It would have to be fairly heavy though, ie: 50mm section at least, I have some sheets of 100mm section laying about that I don't know what to do with yet.
Post some pics which ever way you go.

Cheers


----------



## ant (25/6/07)

Turto,

I made a collar last weekend, used pine at 140mm high (height chosen to allow keg #6 to fit on the compressor), double width with expanding foam in the middle, used a third piece at 200mm high on the inside to "sit" the collar in comfortably. Gave it 3 coats of exterior weatherproof paint and a bead of kitchen grade silicon down the seams. Ran a 40mm wide strip of weatherproofing for the lid to seal on - seems to work OK.a

Not all hooked up yet, but that's OK - only one beer in keg at the moment, so only one set of lines required! Just tapped my first draught in the US; a 7.2% IPA. Feeling very pleased with life.


----------



## turto77 (25/6/07)

Thanks Ant, looks great, hope to have something in the next month or so.

Will post pics when i am done.


----------



## danman (25/6/07)

wowguys this post is awsome,exactly what ive been thinkin of for a few weeks now. great pics too.

just gotta convince the boss we need a new freezer!


----------



## lucas (25/6/07)

a question for the guys with fans, where did you get the power supplies? 
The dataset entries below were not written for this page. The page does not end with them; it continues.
PR #6456, opened 2022-01-11
Remove duplicate event handler

FlorianBoe:
| Q | A
| --- | ---
| Bug fix? | yes
| New feature? | no
| BC breaks? | no
| Deprecations? | no
| Fixed tickets |
| Related issues/PRs |  #6444
| License | MIT
| Documentation PR |

#### What's in this PR?

While testing, I noticed that an onKeyDown handler was defined on these buttons in addition to the onClick handler. This is unnecessary because native button elements are already triggered by the click event. This redundancy is interesting because a wrong event key string was used for the space button ("Space" instead of " "), so these buttons already fall back to the onClick event handler when the space key is pressed.

#### Why?

An unnecessary duplication with a bug.

### DIFF
--- a/src/Sulu/Bundle/AdminBundle/Resources/js/components/Select/Action.js
+++ b/src/Sulu/Bundle/AdminBundle/Resources/js/components/Select/Action.js
@@ -31,14 +31,6 @@ export default class Action<T> extends React.PureComponent<Props<T>> {
         this.triggerButton();
     };
 
-    handleButtonKeyDown = (event: KeyboardEvent) => {
-        if (event.key === 'Enter' || event.key === ' ') {
-            event.preventDefault();
-            event.stopPropagation();
-            this.triggerButton();
-        }
-    };
-
     setButtonRef = (ref: ?ElementRef<'button'>) => {
         const {buttonRef} = this.props;
 
@@ -59,7 +51,6 @@ export default class Action<T> extends React.PureComponent<Props<T>> {
                 <button
                     className={actionStyles.action}
                     onClick={this.handleButtonClick}
-                    onKeyDown={this.handleButtonKeyDown}
                     ref={this.setButtonRef}
                 >
                     {this.props.children}
--- a/src/Sulu/Bundle/AdminBundle/Resources/js/components/Select/Action.js
+++ b/src/Sulu/Bundle/AdminBundle/Resources/js/components/Select/Action.js
@@ -52,6 +52,7 @@ export default class Action<T> extends React.PureComponent<Props<T>> {
                     className={actionStyles.action}
                     onClick={this.handleButtonClick}
                     ref={this.setButtonRef}
+                    type="button"
                 >
                     {this.props.children}
                 </button>
--- a/src/Sulu/Bundle/AdminBundle/Resources/js/components/Select/Action.js
+++ b/src/Sulu/Bundle/AdminBundle/Resources/js/components/Select/Action.js
@@ -31,6 +31,14 @@ export default class Action<T> extends React.PureComponent<Props<T>> {
         this.triggerButton();
     };
 
+    handleButtonKeyDown = (event: KeyboardEvent) => {
+        if (event.key === 'Enter') {
+            event.preventDefault();
+            event.stopPropagation();
+            this.triggerButton();
+        }
+    };
+
     setButtonRef = (ref: ?ElementRef<'button'>) => {
         const {buttonRef} = this.props;
 
@@ -51,6 +59,7 @@ export default class Action<T> extends React.PureComponent<Props<T>> {
                 <button
                     className={actionStyles.action}
                     onClick={this.handleButtonClick}
+                    onKeyDown={this.handleButtonKeyDown}
                     ref={this.setButtonRef}
                     type="button"
                 >
--- a/src/Sulu/Bundle/AdminBundle/Resources/js/components/Select/Option.js
+++ b/src/Sulu/Bundle/AdminBundle/Resources/js/components/Select/Option.js
@@ -40,14 +40,6 @@ export default class Option<T> extends React.PureComponent<Props<T>> {
         this.triggerButton();
     };
 
-    handleButtonKeyDown = (event: KeyboardEvent) => {
-        if (event.key === 'Enter' || event.key === ' ') {
-            event.preventDefault();
-            event.stopPropagation();
-            this.triggerButton();
-        }
-    };
-
     setItemRef = (ref: ?ElementRef<'li'>) => {
         const {
             optionRef,
@@ -110,7 +102,6 @@ export default class Option<T> extends React.PureComponent<Props<T>> {
                     className={optionClass}
                     disabled={disabled}
                     onClick={this.handleButtonClick}
-                    onKeyDown={this.handleButtonKeyDown}
                     ref={this.setButtonRef}
                     style={{minWidth: anchorWidth + ANCHOR_WIDTH_DIFFERENCE}}
                 >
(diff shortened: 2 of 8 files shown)


alexander-schranz:
Same as for the other PR.

```bash
git checkout your-branch
git rebase origin/2.4
```

```
npm install
# fix code style
npm run lint:js -- --fix
npm run lint:scss -- --fix
# run typechecks
npm run flow
# run tests
npm run test
```

src/Sulu/Bundle/AdminBundle/Resources/js/components/Select/tests/Action.test.js
```diff
@@ -19,24 +19,6 @@ test('The component should call the callbacks after a click', () => {
     expect(afterAction).toBeCalled();
 });
 
-test('The component should call the callbacks after press enter', () => {
```
alexander-schranz, line 22: Can we adjust the tests that we are sure this still works?

src/Sulu/Bundle/AdminBundle/Resources/js/components/Select/tests/Action.test.js
```diff
@@ -19,24 +19,6 @@ test('The component should call the callbacks after a click', () => {
...
-    const onClick = jest.fn();
-    const afterAction = jest.fn();
-    const action = shallow(<Action afterAction={afterAction} onClick={onClick} value="my-option">My action</Action>);
-    action.find('button').simulate('keydown', {key: 'Enter', preventDefault: jest.fn(), stopPropagation: jest.fn()});
-    expect(onClick).toBeCalled();
-    expect(afterAction).toBeCalled();
-});
-
-test('The component should call the callbacks after press space', () => {
```
alexander-schranz, line 31: Same for this can we adjust them so we test that the navigation works like expected?

src/Sulu/Bundle/AdminBundle/Resources/js/components/Select/tests/Option.test.js
```diff
@@ -32,20 +32,6 @@ test('A click on the component should fire the callback', () => {
     expect(clickSpy).toBeCalled();
 });
 
-test('Pressing enter on the component should fire the callback', () => {
```
alexander-schranz, line 35: Same here.

src/Sulu/Bundle/AdminBundle/Resources/js/components/Select/tests/Option.test.js
```diff
@@ -32,20 +32,6 @@ test('A click on the component should fire the callback', () => {
...
-    const clickSpy = jest.fn();
-    const option = shallow(<Option onClick={clickSpy}>My option</Option>);
-    option.find('button').simulate('keydown', {key: 'Enter', preventDefault: jest.fn(), stopPropagation: jest.fn()});
-    expect(clickSpy).toBeCalled();
-});
-
-test('Pressing space on the component should fire the callback', () => {
```
alexander-schranz, line 42: Same here.

alexander-schranz (changes requested):
The change make sense for me as a `button` already handles enter and space itself. 

@luca-rath could you test this out if still all cases which you had in mind in #5567 still works. Also we should make sure that it behaves the same in all major browsers (Chrome, Firefox, Safari, Edge).

@FlorianBoe as added if possible I would like to keep the testcases for the keydowns did you run here into problems that `simulate` keydown of jest does behave not the same here the same as `button` keydown in the browser? Thank you again for working on this issues.

src/Sulu/Bundle/AdminBundle/Resources/js/components/Select/Option.js
```diff
@@ -110,7 +102,6 @@ export default class Option<T> extends React.PureComponent<Props<T>> {
                     className={optionClass}
                     disabled={disabled}
                     onClick={this.handleButtonClick}
-                    onKeyDown={this.handleButtonKeyDown}
                     ref={this.setButtonRef}
                     style={{minWidth: anchorWidth + ANCHOR_WIDTH_DIFFERENCE}}
```
alexander-schranz, line 115:
```suggestion
                    style={{minWidth: anchorWidth + ANCHOR_WIDTH_DIFFERENCE}}
                    type="button"
```

Did see this only yet sorry, this button should also define a type property.

src/Sulu/Bundle/AdminBundle/Resources/js/components/Select/Action.js
```diff
@@ -59,7 +51,6 @@ export default class Action<T> extends React.PureComponent<Props<T>> {
                 <button
                     className={actionStyles.action}
                     onClick={this.handleButtonClick}
-                    onKeyDown={this.handleButtonKeyDown}
                     ref={this.setButtonRef}
```
alexander-schranz, line 63:
```suggestion
                    ref={this.setButtonRef}
                    type="button"
```

same as beneath

src/Sulu/Bundle/AdminBundle/Resources/js/components/Select/tests/Action.test.js
FlorianBoe: The Enter and Space keys trigger the click event for buttons, so an `EventListener` listening for keypresses is not triggered. An explicit test for this scenario may not be necessary, as it ultimately only tests the function of the native button element.

alexander-schranz: Make sense!

alexander-schranz (changes requested):
I rebased this to 2.3, so it will also be fixed there.

While testing (used Chrome 97 and Firefox 96). I found out that `Enter` is not working for me. When Example go to `Contacts`, open a contact and change the `Form of Address` dropdown with the keyboard. `Space` work like expected to select an option but `Enter` does nothing. So maybe the even is not correctly trigger or some preventDefault in a parent container does maybe avoid it.

@FlorianBoe Can you confirm if it behave the same for you? Maybe you find a solution. Did not yet debug it who maybe avoid the `Enter` click event.

luca-rath:
> @luca-rath could you test this out if still all cases which you had in mind in #5567 still works. Also we should make sure that it behaves the same in all major browsers (Chrome, Firefox, Safari, Edge).

@alexander-schranz @FlorianBoe Interaction using `Space` is still possible, it's indeed not necessary to add an event listener for that ... But since you've also removed the event listener for the `Enter` key, selecting values using the `Enter` key isn't possible anymore, therefore you should only remove the following case from the clause: `event.key === 'Space'`

PS: I have tested this in chromium, firefox and safari

alexander-schranz:
@luca-rath do you know why we need to implement Enter ourself as for native buttons enter works. It looks like some component is catching this key and prevent default behaviour and it would be best we could change that instead of reimplementing here browsers behaviours again.

niklasnatter:
Thanks a lot for working on this! I rebased the branch onto the 2.3 branch, I hope that is okay for you.

I also tested the functionality - the `Space` key works great, but as already recognized by @luca-rath, the `Enter` key does not work anymore. I tried to find the reason for this, but unfortunately, I was not able to 😕

FlorianBoe:
If there is no solution to the enter key problem, I can also bring back the `handleButtonKeyDown` function and just keep the little bugfix.

niklasnatter:
@FlorianBoe I tried to debug this again, but havent found a solution. I think the pragmatic thing to do would be adding the `handleButtonKeyDown` for the `Enter` key again, even if it is no 100% correct 🙈  Would you like to do that?
Thanks again for working on this!

alexander-schranz:
I readded the listener for enter, so the behaviour should be like expeced now. @FlorianBoe thx for working on this.

alexander-schranz (approved):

I've heard a few people talk about taking old mobile phone chargers, etc, to run them but all the old ones I have are like 5.1V, 450mA and it doesnt seem to be enough to turn the fan i salvaged from an old pc (which says 12V, 1.4W). do I need to keep looking for something with a suitable power pack or does my fan draw more current than most?


----------



## paul (25/6/07)

I dont understand why you would want to put a fan into a chest freezer. Can someone please explain the use of a fan and the benefits?

Ive been using a chest freezer for a few years for my kegs and havent the need for a fan in it. If you look at how a chest freezer works you will notice than all of the sides have the refridgerant running through them. In other words all four sides of the freezer are cold so you wont get a spot in the freezer that'll be warm.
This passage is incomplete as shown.